# a priori, a posteriori



## M Mira

Why do they end in -i? Does that mean

A) "ab" can take dative arguments
B) Ablative singular ending of third declension nouns (or maybe just comparatives) can be either -e or -i
C) This is an ancient formation that's preserved and fossilized, hence it doesn't necessarily follow later Classical Latin grammar.
D) This appeared in late Vulgar Latin when declension was heavily eroded, much like why we have "Deus lo vult" instead of "Deus illud vult".

Or did I miss something?


----------



## Scholiast

salue M Mira, and a hearty welcome to the Latin Forum.
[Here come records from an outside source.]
PR #672, opened 2026-08-09
refactor(test): the job fan-out suites become their own package

dungbanguyen:
The lane's wall clock cannot fall below its longest package, and `internal/compose/integration` is that package by a wide margin. This moves the periodic job-dispatch suites out into `integration/jobfanout`.

## Measured, same sitting, Postgres restarted before each run

| | control (`main`) | this branch |
|---|---|---|
| `compose/integration` | 159.1s | **139.2s** (−12.5%) |
| lane wall clock | 190.7s | 185.3s (−2.8%) |

Green at 30 packages, 0 skips.

**Be honest about that second row.** The package shed 20s and the lane shed 5. Wall clock is no longer purely bound by the longest package — there is ~46s between the longest package and the lane's wall time that further splitting cannot reach. I'd stop splitting after this one unless that gap is attacked first; #671 documents what I found when I went looking for it.

## Three helpers had to be promoted, and the import rule decided where each could go

- `SeedExtraWorkspace` (seed.go) and `RetentionPassCtx` (new scope.go) are exported from this package: both sides need them, neither needs `compose`.
- The River job-runner ceremony **could not follow them**. It builds a runner, so it needs `compose` — and package `integration` may never import `compose`, because `compose`'s own white-box tests import `integration`. The compiler reports this as `import cycle not allowed in test`, which names neither the helper nor the file that moved. It becomes the `jobtest` package, for the same reason `apptest` exists.

That rule is now written into the package doc, since it is the first thing the next split will hit.

`harness.go` was one line under the 500-line ceiling, so recording the rule pushed it over. The package doc moves to `doc.go`, which is where it belongs anyway.

The suites that stayed — embed-reindex and webhook-retry fan-out, reembed — were already sharing that ceremony, so they take it from `jobtest` too.

---
## Summary by cubic
Split periodic job fan-out integration suites into a dedicated `integration/jobfanout` package to improve parallelism and reduce CI time. Also fixed flaky test failures by switching the shared test DB pool to `describe_exec` so it’s safe under schema changes. `compose/integration` runtime drops ~12.5% (159s→139s); lane wall clock drops ~3%.

- **Refactors**
  - Moved `agentscheduler`, `privacyretention`, `runner`, `runnerreap` suites to `integration/jobfanout`.
  - Promoted helpers to `integration`: `SeedExtraWorkspace` (seed.go) and `RetentionPassCtx` (scope.go).
  - Added a guard test (`backend/retentionscope_test.go`) to ensure `RetentionPassCtx` is only passed to `EvaluateWorkspace`.
  - Extracted River runner test harness to `integration/jobtest` to avoid `compose` import cycles; exposes `StartTestJobRunner`, event awaiters, and repeat-interval constants (`DispatchInterval`, `DispatchGapBound`).
  - Updated remaining suites (`embedreindex`, `webhookretry` fan-out, `reembed`) to use `integration/jobtest`.
  - Moved package docs from `harness.go` to `doc.go`. Tests-only; no production code.

- **Bug Fixes**
  - Shared test DB pool now uses `default_query_exec_mode=describe_exec` (was `cache_describe`) to avoid stale caches across schema changes, fixing intermittent XX000/0A000 errors (e.g., “cache lookup failed for type …”).

<sup>Written for commit 6fb663fbe615673cac234681b20734376dcb6855. Summary will update on new commits.</sup>

<a href="https://cubic.dev/pr/gradionhq/margince-poc-v1/pull/672?utm_source=github" target="_blank" rel="noopener noreferrer" data-no-image-dialog="true"><picture><source media="(prefers-color-scheme: dark)" srcset="https://www.cubic.dev/buttons/review-in-cubic-dark.svg"><source media="(prefers-color-scheme: light)" srcset="https://www.cubic.dev/buttons/review-in-cubic-light.svg">Review in cubic</picture></a>

### DIFF
--- a/backend/internal/compose/integration/ai_call_integration_test.go
+++ b/backend/internal/compose/integration/ai_call_integration_test.go
@@ -255,7 +255,7 @@ func TestEmbedCallRetentionAgesOutOverAgeEmbeddingRows(t *testing.T) {
 	underAge := seedEmbedCall(t, e, 10)
 
 	svc := privacy.NewRetentionService(e.Pool, nil, slog.New(slog.NewTextHandler(os.Stderr, nil)))
-	if err := svc.EvaluateWorkspace(retentionPassCtx(e.WS)); err != nil {
+	if err := svc.EvaluateWorkspace(RetentionPassCtx(e.WS)); err != nil {
 		t.Fatal(err)
 	}
 
@@ -295,7 +295,7 @@ func TestAICallPayloadRetentionAgesOutContentKeepingMetadata(t *testing.T) {
 		VALUES (NULLIF(current_setting('app.workspace_id', true), '')::uuid, 'ai_call_payload', 'content', 365, 'erase')`)
 
 	svc := privacy.NewRetentionService(e.Pool, nil, slog.New(slog.NewTextHandler(os.Stderr, nil)))
-	if err := svc.EvaluateWorkspace(retentionPassCtx(e.WS)); err != nil {
+	if err := svc.EvaluateWorkspace(RetentionPassCtx(e.WS)); err != nil {
 		t.Fatal(err)
 	}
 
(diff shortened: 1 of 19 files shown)


dungbanguyen:
Rebased onto #769, which is the actual cause of the shard-7 failure this PR was showing — not the split.

The failure was `cache lookup failed for type N (SQLSTATE XX000)` in reembed's baseline seed. It is a soundness bug in #626's shared pool (`cache_describe` caches the parameter OID that `$5::vector` makes the server infer, and a migration recreating the extension changes it). This PR only exposed it, by changing which tests share shard 7.

**Verified on the rebase:** shard 7 green (172 tests, 0 skips), `make check-backend` and `make craft-static` clean.

Base is temporarily #769's branch so the diff here stays just the split — I'll retarget to `main` once #769 lands.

Sorry not to be able to offer chapter and verse from A&G right now (I am wrestling with the idiosyncrasies of a new computer), but for mysterious reasons, 3rd-declension adjectives take the ending _-i_ in the ablative singular, except when they are participles in ablative absolute constructions.
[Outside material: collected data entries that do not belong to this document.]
PR #3594, opened 2026-09-01
The audit boundary is green again on main: the waiver follows the file, and an unknown route withholds

joshbruh-lang:
## What

Two failures `main` has carried since #3581, both in the audit-log boundary, are fixed:

- `TestEveryReaderOfTheActivityTableExcludesRestrictedRows` passes again. The waiver for the compliance read's activity join is keyed on `auditaudienceboundary.go`, the file that now declares the join fragment, instead of `auditlog.go`.
- `TestTheCollateralTypesAreTombstonedSoTheBoundaryReachesThem/attachment` passes again. The `content_readable` predicate reads a route that cannot say whether a row is governed as governed, so the image is withheld instead of the predicate coming back NULL and the scan failing on the row.

## Why

#3581 moved the LATERAL join over `activity` into `auditaudienceboundary.go`. The restricted-readers gate reports a package-level fragment at the file that declares it, named by the function that composes it, so the waiver keyed on `auditlog.go:ListAuditLog` matched no subject and the reader was reported unwaived.

The same change made the route's `governed` column a subselect over the attachment row. For an attachment whose own row is gone — erased, which is exactly when the image left behind matters — that subselect is NULL, `NOT (governed_type AND NULL)` is NULL, and `ListAuditLog` failed the whole page with "cannot scan NULL into *bool". Unknown is not "not governed": the boundary is fail-closed, and the tombstone case already asks for that row to be there and withheld.

Both halves are red on `main` at 83d67e1 and on every PR merged with it: `extension-reference`, `integration unit coverage`, `deterministic-gates` and the integration shards. #3581's own final run shows the same four failures.

## How verified

- [x] `go test -count=1 ./gates -run TestEveryReaderOfTheActivityTableExcludesRestrictedRows` fails on `main` and passes with this change
- [x] `make test-it DIR=backend/internal/modules/privacy` against a local Postgres 16 with pgvector: the tombstone case fails on `main` with the scan error above and the whole package passes with this change
- [x] `craft static --strict` on the touched Go file: no findings
- [ ] `make check` in full: not run; the change is one map key in a gate test and one `coalesce` in a projection
- [x] `make test-integration` is green (or: this change does not touch tenant data / RLS / the write shape) — the privacy package, which owns the change, is green; see above

## AI involvement

Diagnosed from the failing checks' own messages and written by Claude Code, under the account holder's review.

## Accountability

https://claude.ai/code/session_01GHxSEFgDFYn3GvbmcfmHVU


joshbruh-lang:
Superseded: `main` now carries both of these fixes — the audit route's NULL answer landed through #3600, and the re-keyed waiver arrived with #3563. Closing this one; nothing left for it to do.

---

PR #3624, opened 2026-09-02
weeklyplan is a module the architecture knows about

dungbanguyen:
`main` is red again. Both failures are #3604's new `weeklyplan` module, which neither architecture gate had been told about.

## arch-lint: files attached to no component

```
File /internal/modules/weeklyplan/write.go not attached to any component in archfile
File /internal/modules/weeklyplan/weeklyplan_integration_test.go not attached to any component in archfile
```

The component entry says what the code already does: `weeklyplan` production imports `contracts` and `platform` and nothing else, so `mayDependOn: [contracts, platform]` — the same line `notices` and `introductions` carry beside it. `compose` gains it as a dependency because compose is what wires it.

## depguard: a module reaching into the composition layer

```
weeklyplan_integration_test.go:24:2: import 'internal/compose/weekly' is not allowed
  from list 'modules-common': modules never see the composition layer
```

The test moves to `internal/compose/integration`, where every other test that needs the `Env` harness already lives, and drops the now-redundant package qualifier. That is what makes the import legal rather than waived — it was crossing a boundary because it was sitting on the wrong side of one — and it leaves the module importing no composition at all, which is the property the rule exists to keep.

`make check-backend` green; the moved test green in its new home.

## Summary by CodeRabbit

- **Refactor**
  - Updated internal architecture configuration to include the weekly planning component and its approved integrations.

- **Tests**
  - Streamlined weekly planning integration test setup while preserving existing environment, permissions, and database access behavior.

- **Impact**
  - No changes to the end-user experience or publicly available functionality.

### DIFF
--- a/backend/.go-arch-lint.yml
+++ b/backend/.go-arch-lint.yml
@@ -107,6 +107,7 @@ components:
   comms:       { in: internal/modules/comms }
   notices:     { in: internal/modules/notices }
   introductions: { in: internal/modules/introductions }
+  weeklyplan:  { in: internal/modules/weeklyplan }
   compose:     { in: [internal/compose, internal/compose/**] }
   migrations:  { in: migrations }
   cmd:         { in: cmd/** }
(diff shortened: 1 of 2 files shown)


dungbanguyen:
Superseded. #3628 landed the test move — with `package integration_test` rather than `package integration`, which is the better call — and this branch's version of it conflicts with no purpose.

The archfile half is still missing on main, so arch-lint still reports `weeklyplan/write.go` and its siblings attached to no component. That alone is now #3625.

PR #3627, opened 2026-09-02
main is green again: three things #3563 and my own #3613 left red

LarsGradion:
Three breaks on `main`, none of which any single PR's own gate could see. All three merged green on their own branches and only collide in the tree.

## The backend did not compile

`waitingScanCap` was exported to `WaitingScanCap` by #3563, and one call site kept the old name. A comment two hundred lines up kept the old spelling too, so the rename was half-applied in both senses.

## `waiting.go` crossed the size cap

The same commit grew it to 563 lines. Rather than a waiver, the three functions it added move to `waitingrecord.go` — they answer a different question from the rest of the file: narrowing the who-is-waiting read to **one record**, for the record page's own panel, rather than to the workspace.

## And one of mine

#3613 put a module integration test where depguard forbids it. A module may never import the composition layer, and that test drives the compose harness. It moves beside the harness, which is where every other module test needing a seeded workspace already lives.

**Why I missed it:** the golangci lock was contended when I gated that branch, so I shipped on a scoped `golangci-lint run ./internal/modules/weeklyplan/...`. A scoped run does not evaluate depguard's module list — the rule is about which package the import comes *from*, and the scoped invocation had nothing to compare against. That is a real gap in how I have been working around the lock, not a one-off.

## Verified

`build`, `vet`, `arch-lint`, the full test suite, `go-file-length` and `lint` (0 issues) all green, plus the integration lane for the moved test.

---
## Summary by cubic
Fixes three breaks that only collide on `main`: the backend didn't compile, `waiting.go` crossed the file size cap, and an integration test sat where depguard forbids it.

**Bug Fixes**
- Updates the one call site and comment still using the old `waitingScanCap` spelling after the rename to `WaitingScanCap`.
- Moves the three per-record waiting functions from `waiting.go` into a new `waitingrecord.go` to get back under the 500-line cap.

This annoyingly perverse behaviour on the part of adjectives and participles bothered me already as a teenager when I was learning my basic Latin, and I still don't fully understand why these things have to be so recalcitrant to logic or sense.

Σ


----------



## M Mira

Scholiast said:


> salue M Mira, and a hearty welcome to the Latin Forum.
> 
> Sorry not to be able to offer chapter and verse from A&G right now (I am wrestling with the idiosyncrasies of a new computer), but for mysterious reasons, 3rd-declension adjectives take the ending _-i_ in the ablative singular, except when they are participles in ablative absolute constructions.
> 
> This annoyingly perverse behaviour on the part of adjectives and participles bothered me already as a teenager when I was learning my basic Latin, and I still don't fully understand why these things have to be so recalcitrant to logic or sense.
> 
> Σ


(Sorry for the late response, I kinda forgot about the thread as no alerts popped up.)
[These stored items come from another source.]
Issue #3670, opened 2026-09-02
main is red again: the tag governed-vocabulary migration seeded no role a grant on it


tinnhlt-gra:
\`TestEveryRBACBackfillConvergesOnTheSeededMatrix\` fails on current \`origin/main\` (confirmed on PR #3663's CI, a merge with no changes to identity/collections):

\`\`\`
rbacseedparity_integration_test.go:236: every backfill in order: role "admin" holds no grant on "tag", so every tag route answers 403 for it — permanently, on any installation that took this path
rbacseedparity_integration_test.go:236: every backfill in order: role "management" holds no grant on "tag", so every tag route answers 403 for it — permanently, on any installation that took this path
rbacseedparity_integration_test.go:236: every backfill in order: role "manager" holds no grant on "tag", so every tag route answers 403 for it — permanently, on any installation that took this path
rbacseedparity_integration_test.go:236: every backfill in order: role "ops" holds no grant on "tag", so every tag route answers 403 for it — permanently, on any installation that took this path
rbacseedparity_integration_test.go:236: every backfill in order: role "read_only" holds no grant on "tag", so every tag route answers 403 for it — permanently, on any installation that took this path
rbacseedparity_integration_test.go:236: every backfill in order: role "rep" holds no grant on "tag", so every tag route answers 403 for it — permanently, on any installation that took this path
\`\`\`

## Why

\`1788320100_a_tag_is_governed_vocabulary\` introduces \`tag\` as a new RBAC object (governed vocabulary, per its own name), but carries no backfill migration granting any EXISTING seeded role a grant on it. A fresh install presumably gets the object through the seed defaults directly; an installation that upgrades through the migration replay never does — every tag route 403s for every role, permanently, on that path. The gate that catches this (\`TestEveryRBACBackfillConvergesOnTheSeededMatrix\`) is the same one #3497/#3500 fixed for exactly this shape (a migration widening/adding to the seeded matrix with no corresponding backfill) — this is a new instance of that class, not a regression of the fix itself.

## What it needs, and why I have not just done it

The mechanical repair is a new backfill migration granting each role its \`tag\` object grant — but which grant each role should get (read-only for \`read_only\`? create+read for \`rep\`? full for \`admin\`/\`management\`?) is a product decision about a **governed-vocabulary object**, the same category of judgment call #3497 deferred to the migration's own author rather than guessing. I'd rather the author of #3660 decide the matrix than have this issue guess it.

[...]

Issue #3497, opened 2026-09-01
main is red: an RBAC backfill replayed alone no longer converges on the seeded matrix


dungbanguyen:
`TestEveryRBACBackfillConvergesOnTheSeededMatrix` fails on clean `origin/main`, in four subtests:

```
1787449829_seeded_roles_own_scope:  role "manager" has row_scope "own", want "team"
1787818335_knowledge_corpus_rbac:   role "manager" has row_scope "own", want "team"
1788230541_an_introduction_is_a_grant_of_its_own: same
1788244324_a_team_lead_reads_their_team: role "manager" carries document key
    "row_scope_set_by", which this comparison does not model: "1788244324"
```

## Why

`1788244324_a_team_lead_reads_their_team` moved the manager's `row_scope` from
`own` to `team` and stamped the change with a `row_scope_set_by` key. The gate
rewinds to each backfill's starting state, replays **that one migration**, and
asserts the result equals the *current* seeded matrix — so every backfill written
before the scope moved now produces the old answer and fails, and the newest one
fails on a key the comparison does not know about.

Both failures are the same shape: the matrix moved, and a gate that replays
history in isolation has no way to know which matrix each migration was written
against.

## What it needs, and why I have not just done it

The mechanical repair is to replay the writes **in version order, cumulatively**,
and compare once at the end — which is what a real installation does. It also
weakens what the gate catches: an individual backfill that diverges and is
corrected later would stop failing, and the gate's own doc comment says
convergence is the point.

That is a judgement about what the gate is for, on a migration whose subject is a
**row-scope boundary** — the thing whose wrong value the test itself calls "a
disclosure or a blackout". I would rather the author of #3486 decide it than
guess, so this is a report rather than a PR.

It does block everything: `main-health` is red and every branch inherits the
failure. If nobody picks it up shortly I will take the cumulative-replay reading
and say so in the PR.

Confirmed on a clean `origin/main` worktree, `internal/compose/integration`.

PR #3671, opened 2026-09-02
A tag's governed color is one of the fixed set, not a hex value

tinnhlt-gra:
## Summary

`TestTagsLifecycleAndApplication` sends a hex color the new `tag_color_check` constraint (`1788320100_a_tag_is_governed_vocabulary`) refuses, so this one test has been turning `main-health` red for every branch that merges past that migration — confirmed via #3663's CI.

The contract already types `CreateTagRequest.Color` as the closed enum (`amber`/`rose`/`slate`/`teal`); the test bypassed it through the generic `AnyMap` helper and was never updated when the migration landed alongside it.

The same migration also left a real gap — no seeded role got a backfill grant on the new `tag` object, so `TestEveryRBACBackfillConvergesOnTheSeededMatrix` fails too — but which grant each role should get is a product decision, the same shape #3497/#3500 deferred to the migration's author rather than guessing. Filed as #3670 rather than fixed here.

## Test plan

- [x] `make test-it DIR=backend/internal/compose/integration RUN=TestTagsLifecycleAndApplication` passes
- [x] `craft static --strict` clean on the diff
- [x] `go build ./...` clean

https://claude.ai/code/session_01C9j2rMQXvSRTWPyrqvMpC8

---
## Summary by cubic
Fixes a failing integration test by sending a governed tag color (`amber`) instead of a hex value, so `TestTagsLifecycleAndApplication` passes the new `tag_color_check` constraint.

The known RBAC seed-matrix gap for the new `tag` object is tracked separately in #3670 and not addressed here.

<sup>Written for commit 82e66719a9d302238e1e001e3c3f41880dd6f063. Summary will update on new commits.</sup>

<a href="https://cubic.dev/pr/margince/margince/pull/3671?utm_source=github" target="_blank" rel="noopener noreferrer" data-no-image-dialog="true"><picture><source media="(prefers-color-scheme: dark)" srcset="https://www.cubic.dev/buttons/review-in-cubic-dark.svg"><source media="(prefers-color-scheme: light)" srcset="https://www.cubic.dev/buttons/review-in-cubic-light.svg">Review in cubic</picture></a>

## Summary by CodeRabbit

* **Tests**
  * Updated the tag lifecycle integration test to use the governed `amber` color value instead of a hexadecimal color.


dungbanguyen:
Heads up — the integration lane has been red on `main` since the tag work landed, partly on the same line your PR touches: `collections_integration_test.go` still posts `"color": "#ff6b00"`, which `tag_color_check` now refuses, so `TestTagsLifecycleAndApplication` fails at the create and none of the lifecycle below it runs.

I have taken just that one line in https://github.com/margince/margince/pull/3682 to get the lane green — it also carries the missing RBAC backfill for the `tag` object, which is the other half of the same breakage. Nothing else of the colour work is touched, so your broader change here is unaffected; if #3682 lands first you may get a trivial conflict on that line.

tinnhlt-gra:
Superseded — landed independently on main via #3674 (`Tags reach the roles an installation already had`), which also fixed the RBAC backfill gap I'd filed as #3670 (now closed). Same fix, different session; closing without merging to avoid a duplicate/conflicting commit.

Why doesn't Wheelock or Wiktionary mention this if the phenomenon is rather widespread and found its way into English? Is there some reason not to?


----------



## Scholiast

Salve M Mira

I have found the appropriate sections of A&G (online through Perseus): §§114 _et seq._, especially §121. The position is rather more complicated and irrational than the rule-of-thumb I offered in my previous post (e.g. comparative adjectives usually have _-e_ in the abl. sing.), but there appears to be no consistent rule (I'll be only too glad to be corrected on this by other Foreasters more knowledgeable than I).

I confess I do not understand what you mean by "...and found its way into English", but I bet there is something somewhere in Wheelock on this. I would not trust Wiktionary, either for accuracy or completeness.

I hope this helps.

Σ


----------



## Xavier61

M Mira said:


> Why do they end in -i? Does that mean
> 
> A) "ab" can take dative arguments
> B) Ablative singular ending of third declension nouns (or maybe just comparatives) can be either -e or -i
> C) This is an ancient formation that's preserved and fossilized, hence it doesn't necessarily follow later Classical Latin grammar.
> D) This appeared in late Vulgar Latin when declension was heavily eroded, much like why we have "Deus lo vult" instead of "Deus illud vult".
> 
> Or did I miss something?


E) Medieval philosophers were not good latinists
The right usage in Classical Latin is "a posterior*e *parte versus hexametri".


----------



## Xavier61

Scholiast said:


> Salve M Mira
> 
> I have found the appropriate sections of A&G (online through Perseus): §§114 _et seq._, especially §121. The position is rather more complicated and irrational than the rule-of-thumb I offered in my previous post (e.g. comparative adjectives usually have _-e_ in the abl. sing.), but there appears to be no consistent rule (I'll be only too glad to be corrected on this by other Foreasters more knowledgeable than I).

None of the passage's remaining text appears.